» RAW DATA
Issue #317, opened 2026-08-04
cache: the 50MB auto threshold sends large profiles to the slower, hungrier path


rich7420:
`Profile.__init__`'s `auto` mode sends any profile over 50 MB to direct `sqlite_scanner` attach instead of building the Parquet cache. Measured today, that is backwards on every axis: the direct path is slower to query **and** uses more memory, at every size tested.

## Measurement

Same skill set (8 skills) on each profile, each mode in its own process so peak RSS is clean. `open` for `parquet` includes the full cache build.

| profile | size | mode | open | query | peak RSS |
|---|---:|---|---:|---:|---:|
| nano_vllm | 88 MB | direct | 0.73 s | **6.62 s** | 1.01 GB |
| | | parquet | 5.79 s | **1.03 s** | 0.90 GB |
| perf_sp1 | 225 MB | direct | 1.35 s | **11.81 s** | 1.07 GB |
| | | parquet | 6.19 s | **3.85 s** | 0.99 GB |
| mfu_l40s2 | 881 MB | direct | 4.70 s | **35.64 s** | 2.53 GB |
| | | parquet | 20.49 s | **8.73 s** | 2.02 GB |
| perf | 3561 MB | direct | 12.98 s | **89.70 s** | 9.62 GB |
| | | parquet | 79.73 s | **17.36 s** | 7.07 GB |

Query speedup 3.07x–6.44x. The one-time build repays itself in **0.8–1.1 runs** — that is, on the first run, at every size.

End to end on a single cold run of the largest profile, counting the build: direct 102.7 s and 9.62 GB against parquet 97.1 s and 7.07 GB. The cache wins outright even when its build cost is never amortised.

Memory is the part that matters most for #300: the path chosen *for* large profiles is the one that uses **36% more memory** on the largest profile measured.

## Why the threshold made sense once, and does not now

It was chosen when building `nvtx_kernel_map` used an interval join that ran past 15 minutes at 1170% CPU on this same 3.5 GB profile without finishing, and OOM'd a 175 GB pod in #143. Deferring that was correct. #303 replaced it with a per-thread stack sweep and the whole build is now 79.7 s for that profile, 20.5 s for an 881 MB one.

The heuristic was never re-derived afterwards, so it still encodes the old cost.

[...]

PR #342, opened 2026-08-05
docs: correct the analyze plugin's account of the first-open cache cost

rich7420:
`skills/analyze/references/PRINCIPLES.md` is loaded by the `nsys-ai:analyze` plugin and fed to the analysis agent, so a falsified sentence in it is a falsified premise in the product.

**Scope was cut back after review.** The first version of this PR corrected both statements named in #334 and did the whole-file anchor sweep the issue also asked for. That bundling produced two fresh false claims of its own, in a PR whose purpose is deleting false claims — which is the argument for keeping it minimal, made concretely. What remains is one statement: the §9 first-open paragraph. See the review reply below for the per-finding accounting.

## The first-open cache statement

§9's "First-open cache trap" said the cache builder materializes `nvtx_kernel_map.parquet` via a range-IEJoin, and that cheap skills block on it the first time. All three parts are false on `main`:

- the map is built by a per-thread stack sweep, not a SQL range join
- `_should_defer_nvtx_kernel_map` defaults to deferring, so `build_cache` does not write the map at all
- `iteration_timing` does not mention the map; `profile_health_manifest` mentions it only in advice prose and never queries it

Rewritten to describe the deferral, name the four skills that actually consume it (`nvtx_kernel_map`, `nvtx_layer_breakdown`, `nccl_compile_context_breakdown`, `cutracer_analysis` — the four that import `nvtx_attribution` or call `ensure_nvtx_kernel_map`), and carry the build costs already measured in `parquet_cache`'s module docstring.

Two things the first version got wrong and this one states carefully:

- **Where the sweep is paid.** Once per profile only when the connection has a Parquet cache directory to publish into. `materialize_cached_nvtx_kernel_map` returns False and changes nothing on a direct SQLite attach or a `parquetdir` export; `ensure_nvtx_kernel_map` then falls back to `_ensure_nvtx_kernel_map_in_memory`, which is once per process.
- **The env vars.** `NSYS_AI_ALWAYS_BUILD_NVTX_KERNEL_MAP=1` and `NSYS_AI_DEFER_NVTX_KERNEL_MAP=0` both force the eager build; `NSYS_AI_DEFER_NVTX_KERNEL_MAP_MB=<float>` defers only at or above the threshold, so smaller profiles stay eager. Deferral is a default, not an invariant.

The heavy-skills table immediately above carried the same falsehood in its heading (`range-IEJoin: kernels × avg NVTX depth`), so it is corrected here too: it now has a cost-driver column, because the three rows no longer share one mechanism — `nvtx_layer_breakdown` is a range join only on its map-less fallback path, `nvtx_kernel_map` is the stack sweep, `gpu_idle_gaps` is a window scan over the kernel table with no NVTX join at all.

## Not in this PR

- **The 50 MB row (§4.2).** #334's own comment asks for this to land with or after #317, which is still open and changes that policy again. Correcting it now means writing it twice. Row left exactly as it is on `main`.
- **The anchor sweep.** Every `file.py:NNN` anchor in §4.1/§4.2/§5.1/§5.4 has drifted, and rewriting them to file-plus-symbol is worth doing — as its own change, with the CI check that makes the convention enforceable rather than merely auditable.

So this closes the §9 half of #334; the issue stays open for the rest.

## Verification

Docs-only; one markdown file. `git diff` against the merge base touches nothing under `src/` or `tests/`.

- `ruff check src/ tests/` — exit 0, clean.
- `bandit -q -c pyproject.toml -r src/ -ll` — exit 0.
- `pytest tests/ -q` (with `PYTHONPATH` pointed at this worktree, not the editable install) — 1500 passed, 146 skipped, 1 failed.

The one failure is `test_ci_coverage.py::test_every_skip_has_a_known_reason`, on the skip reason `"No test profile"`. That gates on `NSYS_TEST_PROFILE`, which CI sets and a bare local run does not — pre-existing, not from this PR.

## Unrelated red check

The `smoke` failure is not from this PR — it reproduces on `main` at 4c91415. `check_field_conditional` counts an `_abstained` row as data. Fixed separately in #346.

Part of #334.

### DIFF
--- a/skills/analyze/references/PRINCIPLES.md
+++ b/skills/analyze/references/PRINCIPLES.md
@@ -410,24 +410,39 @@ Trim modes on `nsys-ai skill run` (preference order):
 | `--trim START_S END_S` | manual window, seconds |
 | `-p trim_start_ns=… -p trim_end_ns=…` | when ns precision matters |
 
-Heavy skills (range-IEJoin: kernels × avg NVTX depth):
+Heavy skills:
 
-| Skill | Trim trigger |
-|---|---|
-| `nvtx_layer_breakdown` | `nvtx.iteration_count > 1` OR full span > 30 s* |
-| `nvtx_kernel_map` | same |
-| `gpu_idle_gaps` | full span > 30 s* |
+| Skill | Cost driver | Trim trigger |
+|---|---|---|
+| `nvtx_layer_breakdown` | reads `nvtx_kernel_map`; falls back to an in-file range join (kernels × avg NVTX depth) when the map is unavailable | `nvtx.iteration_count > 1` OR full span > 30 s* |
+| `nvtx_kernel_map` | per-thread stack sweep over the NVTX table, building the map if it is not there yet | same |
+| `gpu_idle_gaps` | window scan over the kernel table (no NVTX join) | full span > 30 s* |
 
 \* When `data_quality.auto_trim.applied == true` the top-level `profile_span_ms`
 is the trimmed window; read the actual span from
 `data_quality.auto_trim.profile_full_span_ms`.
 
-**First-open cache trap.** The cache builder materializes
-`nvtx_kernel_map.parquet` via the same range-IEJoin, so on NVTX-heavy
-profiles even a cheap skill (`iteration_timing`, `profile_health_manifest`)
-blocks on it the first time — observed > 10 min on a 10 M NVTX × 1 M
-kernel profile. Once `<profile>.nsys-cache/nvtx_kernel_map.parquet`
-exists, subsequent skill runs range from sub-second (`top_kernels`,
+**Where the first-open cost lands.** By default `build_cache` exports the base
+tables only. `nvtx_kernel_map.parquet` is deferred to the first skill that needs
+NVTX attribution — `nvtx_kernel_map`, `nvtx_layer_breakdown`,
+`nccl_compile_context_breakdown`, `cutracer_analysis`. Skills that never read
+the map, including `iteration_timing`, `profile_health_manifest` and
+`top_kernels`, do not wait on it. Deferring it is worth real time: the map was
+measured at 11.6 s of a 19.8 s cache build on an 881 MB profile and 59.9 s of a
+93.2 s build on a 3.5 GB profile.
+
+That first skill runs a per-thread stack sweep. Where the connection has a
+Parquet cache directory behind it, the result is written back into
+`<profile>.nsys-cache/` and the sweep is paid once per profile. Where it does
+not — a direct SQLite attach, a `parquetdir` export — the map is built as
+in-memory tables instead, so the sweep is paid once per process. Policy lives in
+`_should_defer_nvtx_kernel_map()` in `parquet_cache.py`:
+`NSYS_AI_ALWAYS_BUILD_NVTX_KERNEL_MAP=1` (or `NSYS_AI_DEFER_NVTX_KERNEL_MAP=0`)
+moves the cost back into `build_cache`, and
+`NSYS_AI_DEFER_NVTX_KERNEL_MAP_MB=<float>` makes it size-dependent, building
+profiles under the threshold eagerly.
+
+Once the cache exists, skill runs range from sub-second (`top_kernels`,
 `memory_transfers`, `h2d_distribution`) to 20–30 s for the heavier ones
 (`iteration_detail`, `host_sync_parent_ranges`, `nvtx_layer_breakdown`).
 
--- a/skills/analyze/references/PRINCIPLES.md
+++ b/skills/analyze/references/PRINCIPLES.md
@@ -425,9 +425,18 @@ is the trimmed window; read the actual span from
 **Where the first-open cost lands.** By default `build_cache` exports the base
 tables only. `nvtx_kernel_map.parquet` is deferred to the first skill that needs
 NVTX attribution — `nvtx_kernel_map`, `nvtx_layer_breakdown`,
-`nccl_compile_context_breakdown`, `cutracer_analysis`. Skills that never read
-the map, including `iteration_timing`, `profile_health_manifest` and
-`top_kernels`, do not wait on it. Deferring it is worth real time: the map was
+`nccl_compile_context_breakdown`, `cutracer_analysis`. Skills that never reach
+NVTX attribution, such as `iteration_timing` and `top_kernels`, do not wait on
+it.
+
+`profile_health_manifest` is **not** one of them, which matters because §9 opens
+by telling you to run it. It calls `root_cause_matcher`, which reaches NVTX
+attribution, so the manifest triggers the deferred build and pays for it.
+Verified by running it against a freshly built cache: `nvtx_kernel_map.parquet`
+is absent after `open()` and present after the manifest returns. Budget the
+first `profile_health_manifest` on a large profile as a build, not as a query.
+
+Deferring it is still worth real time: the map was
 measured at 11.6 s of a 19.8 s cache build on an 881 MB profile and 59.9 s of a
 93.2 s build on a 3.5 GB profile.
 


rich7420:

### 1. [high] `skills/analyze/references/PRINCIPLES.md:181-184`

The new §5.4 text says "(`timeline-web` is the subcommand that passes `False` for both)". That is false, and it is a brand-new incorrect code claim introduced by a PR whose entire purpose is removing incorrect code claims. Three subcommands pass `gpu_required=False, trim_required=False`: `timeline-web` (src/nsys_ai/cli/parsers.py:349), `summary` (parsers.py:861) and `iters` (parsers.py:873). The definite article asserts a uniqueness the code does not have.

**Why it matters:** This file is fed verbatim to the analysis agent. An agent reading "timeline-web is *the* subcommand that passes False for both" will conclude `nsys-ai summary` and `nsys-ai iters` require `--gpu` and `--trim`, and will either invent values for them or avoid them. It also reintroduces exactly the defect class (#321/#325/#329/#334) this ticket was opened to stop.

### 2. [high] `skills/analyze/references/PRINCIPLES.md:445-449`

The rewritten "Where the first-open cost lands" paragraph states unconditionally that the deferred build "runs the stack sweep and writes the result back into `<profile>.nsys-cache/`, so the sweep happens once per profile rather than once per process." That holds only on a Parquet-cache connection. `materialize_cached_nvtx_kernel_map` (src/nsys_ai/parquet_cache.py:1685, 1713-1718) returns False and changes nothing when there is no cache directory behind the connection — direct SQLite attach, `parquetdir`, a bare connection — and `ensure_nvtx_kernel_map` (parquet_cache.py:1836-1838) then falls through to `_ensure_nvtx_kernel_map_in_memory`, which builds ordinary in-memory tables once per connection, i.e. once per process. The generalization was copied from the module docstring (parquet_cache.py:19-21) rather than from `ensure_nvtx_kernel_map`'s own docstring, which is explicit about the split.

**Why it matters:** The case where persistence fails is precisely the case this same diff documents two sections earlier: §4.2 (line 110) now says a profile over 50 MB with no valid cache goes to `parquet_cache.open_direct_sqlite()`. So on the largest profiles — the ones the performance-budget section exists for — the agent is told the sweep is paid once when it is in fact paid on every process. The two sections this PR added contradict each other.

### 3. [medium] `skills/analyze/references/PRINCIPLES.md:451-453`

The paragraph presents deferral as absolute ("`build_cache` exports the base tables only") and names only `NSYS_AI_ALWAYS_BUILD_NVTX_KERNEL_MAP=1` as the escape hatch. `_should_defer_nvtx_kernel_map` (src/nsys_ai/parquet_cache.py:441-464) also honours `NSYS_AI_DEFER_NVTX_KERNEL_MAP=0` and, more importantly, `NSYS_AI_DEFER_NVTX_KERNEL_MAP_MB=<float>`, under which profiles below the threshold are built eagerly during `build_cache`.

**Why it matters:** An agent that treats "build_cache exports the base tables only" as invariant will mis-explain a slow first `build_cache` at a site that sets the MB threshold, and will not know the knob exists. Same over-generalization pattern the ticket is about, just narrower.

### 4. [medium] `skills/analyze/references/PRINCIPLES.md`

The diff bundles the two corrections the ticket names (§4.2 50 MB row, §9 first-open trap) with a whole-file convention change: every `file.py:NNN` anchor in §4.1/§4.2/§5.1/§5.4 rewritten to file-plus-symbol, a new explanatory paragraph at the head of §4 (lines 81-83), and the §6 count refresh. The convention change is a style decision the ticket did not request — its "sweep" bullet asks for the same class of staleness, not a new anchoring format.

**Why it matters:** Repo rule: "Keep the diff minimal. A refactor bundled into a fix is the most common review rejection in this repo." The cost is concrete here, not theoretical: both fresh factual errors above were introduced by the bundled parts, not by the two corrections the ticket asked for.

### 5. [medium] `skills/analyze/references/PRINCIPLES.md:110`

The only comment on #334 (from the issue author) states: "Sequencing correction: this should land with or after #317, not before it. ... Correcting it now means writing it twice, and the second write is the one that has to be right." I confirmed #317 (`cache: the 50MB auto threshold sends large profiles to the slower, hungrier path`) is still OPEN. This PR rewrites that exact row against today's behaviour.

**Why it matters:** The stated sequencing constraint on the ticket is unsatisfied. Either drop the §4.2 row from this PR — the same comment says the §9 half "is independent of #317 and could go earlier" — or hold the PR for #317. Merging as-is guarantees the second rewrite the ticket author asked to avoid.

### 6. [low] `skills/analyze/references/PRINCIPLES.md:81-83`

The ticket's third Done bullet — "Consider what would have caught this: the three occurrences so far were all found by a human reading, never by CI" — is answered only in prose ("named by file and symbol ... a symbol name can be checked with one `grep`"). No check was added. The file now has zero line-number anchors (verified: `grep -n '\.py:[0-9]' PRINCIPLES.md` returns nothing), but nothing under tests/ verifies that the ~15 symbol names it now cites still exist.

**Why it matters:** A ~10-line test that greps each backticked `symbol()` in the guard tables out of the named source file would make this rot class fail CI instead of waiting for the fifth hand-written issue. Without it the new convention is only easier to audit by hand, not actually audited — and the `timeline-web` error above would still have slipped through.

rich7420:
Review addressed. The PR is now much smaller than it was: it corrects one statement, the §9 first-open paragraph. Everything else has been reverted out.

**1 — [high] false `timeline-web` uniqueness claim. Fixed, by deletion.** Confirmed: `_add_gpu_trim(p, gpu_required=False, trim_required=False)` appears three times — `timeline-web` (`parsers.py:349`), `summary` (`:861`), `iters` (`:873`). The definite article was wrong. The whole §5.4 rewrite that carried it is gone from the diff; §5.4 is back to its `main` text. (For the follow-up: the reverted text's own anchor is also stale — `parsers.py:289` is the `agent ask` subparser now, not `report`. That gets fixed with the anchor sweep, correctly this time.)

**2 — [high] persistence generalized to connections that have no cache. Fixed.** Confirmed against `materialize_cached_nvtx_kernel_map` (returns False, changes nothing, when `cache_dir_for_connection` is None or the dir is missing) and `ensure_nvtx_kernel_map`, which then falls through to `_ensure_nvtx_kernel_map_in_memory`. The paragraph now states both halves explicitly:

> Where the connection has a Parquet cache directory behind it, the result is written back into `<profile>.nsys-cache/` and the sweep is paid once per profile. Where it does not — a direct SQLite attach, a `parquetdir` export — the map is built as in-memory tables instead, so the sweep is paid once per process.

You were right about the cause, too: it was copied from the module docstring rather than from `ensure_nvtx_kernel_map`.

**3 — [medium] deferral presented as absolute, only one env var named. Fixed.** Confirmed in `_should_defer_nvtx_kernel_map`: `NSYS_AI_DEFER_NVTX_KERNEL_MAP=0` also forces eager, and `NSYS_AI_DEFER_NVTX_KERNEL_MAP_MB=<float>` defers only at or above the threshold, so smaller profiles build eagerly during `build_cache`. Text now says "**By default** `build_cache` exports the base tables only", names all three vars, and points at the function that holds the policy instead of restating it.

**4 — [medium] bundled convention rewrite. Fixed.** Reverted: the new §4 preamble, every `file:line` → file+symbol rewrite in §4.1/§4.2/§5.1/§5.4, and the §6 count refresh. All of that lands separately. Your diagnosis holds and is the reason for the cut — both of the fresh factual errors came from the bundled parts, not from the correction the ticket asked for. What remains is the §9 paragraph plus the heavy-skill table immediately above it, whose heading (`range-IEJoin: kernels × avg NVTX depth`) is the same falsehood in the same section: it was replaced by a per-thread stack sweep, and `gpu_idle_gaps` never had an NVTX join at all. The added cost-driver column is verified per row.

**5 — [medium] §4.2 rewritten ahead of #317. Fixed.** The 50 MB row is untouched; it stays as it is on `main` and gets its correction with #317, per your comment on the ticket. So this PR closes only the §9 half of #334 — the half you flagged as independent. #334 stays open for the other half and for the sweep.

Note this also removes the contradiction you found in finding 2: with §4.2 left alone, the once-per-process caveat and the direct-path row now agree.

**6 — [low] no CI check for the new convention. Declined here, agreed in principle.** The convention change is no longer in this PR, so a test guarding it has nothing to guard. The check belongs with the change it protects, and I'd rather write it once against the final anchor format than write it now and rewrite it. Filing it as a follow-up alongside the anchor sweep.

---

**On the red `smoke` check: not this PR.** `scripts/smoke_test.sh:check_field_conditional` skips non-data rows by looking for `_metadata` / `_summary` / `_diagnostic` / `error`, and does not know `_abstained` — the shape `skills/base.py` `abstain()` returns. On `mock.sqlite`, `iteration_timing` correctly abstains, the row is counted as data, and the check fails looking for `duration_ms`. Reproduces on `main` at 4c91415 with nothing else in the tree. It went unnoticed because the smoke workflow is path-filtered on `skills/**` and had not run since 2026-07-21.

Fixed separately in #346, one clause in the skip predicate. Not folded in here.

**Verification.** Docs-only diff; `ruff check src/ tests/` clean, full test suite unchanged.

» DIRECTIONS
Copy each line above that has the word "ruff".

» EXPECTED ANSWER
- `ruff check src/ tests/` — exit 0, clean.
**Verification.** Docs-only diff; `ruff check src/ tests/` clean, full test suite unchanged.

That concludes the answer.